日本列島を襲った新型コロナウイルス。その影響で夏の甲子園が中止となり、神奈川県の強豪・向上高校硬式野球部の選手たちも落胆していた。向上高校は2014年夏の神奈川大会で準優勝しており、2020年6月には悲願の甲子園初出場に向け全面人工芝のグラウンドも新設した。mediba編集部では同校3年生の日記をもとに、リアルな心の動きをリモートで取材。5回にわたっての特集で、今回はその第3弾をお届けする。

開脚班長 落合剣亮

向上高校野球部3年、開脚班長の落合剣亮。
2年からBチームのキャプテンとなり、秋にAチーム昇格。開脚班の班長にも任命された。開脚班長は選手をけがから守るため、柔軟性を高めるストレッチなどを指南する。

取材に答える落合剣亮

同校野球部は新チームで臨んだ秋季大会でけが人が続出。
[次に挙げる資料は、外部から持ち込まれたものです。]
PR #70, opened 2019-02-23
Parse xyz for a species from a file

alongd:
Currently allowing .xyz and .gjf


alongd:
Add Molpro and QChem input files, add an output file parser through Arkane

PR #85, opened 2019-03-08
Troubleshoot rotor scans

alongd:
By freezing all other dihedrals, also increasing the scan resolution


alongd:
@mjohnson541, can you try running your molecule on this branch and see if the scan troubleshooting is any good?

mjohnson541:
Yep

PR #86, opened 2019-03-08
TS rotors

mjohnson541:
This PR makes it possible for ARC to do Rotors for TS's.  The user can specify on the reaction object the `atom_length_constraint` that is a list of length 2 lists of 1-indexed atom indices.  Each pair of indices correspond to atoms that need to stay close together in the TS.  

After rotors are calculated normal checks as in thermo are done with two exceptions:  
1) Rotor scan files are parsed and the distances between constrained atom pairs both at the optimized geometry and in the rotor scan are computed.  If the change in distance as a fraction of the distance at the first point in the rotor scan is more than `ts_length_change` or as a fraction of distance in the optimized geometry is more than `ts_opt_length_change` the rotor is considered to break the TS and is invalidated.  
2) If the initial scan point is determined to not be a well instead of launching a new optimization job the rotor is simply invalidated under the assumption that the rotor is moving along the TS.  

Lots of small bug fixes.  

Open to better naming suggestions for user facing parameters.

### DIFF
--- a/arc/job/inputs.py
+++ b/arc/job/inputs.py
@@ -42,7 +42,7 @@ name
 
 {charge} {multiplicity}
 {xyz}
-{scan}(scan_trsh}
+{scan}{scan_trsh}
 
 
 """,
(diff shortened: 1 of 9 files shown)


alongd:
closed by #320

新チームとして満足な結果が残せず、4回戦敗退となった。
落合の出場機会はなかったが、苦しんだチームメイトのために何ができるのか、冬を乗り越え春、夏の試合に向けて準備をしていた。
まずベンチ入りを目指していたが、その矢先、3月に新型コロナの影響で休校となった。
日記には、自粛期間中の個人練習や班長としての記録が残されている。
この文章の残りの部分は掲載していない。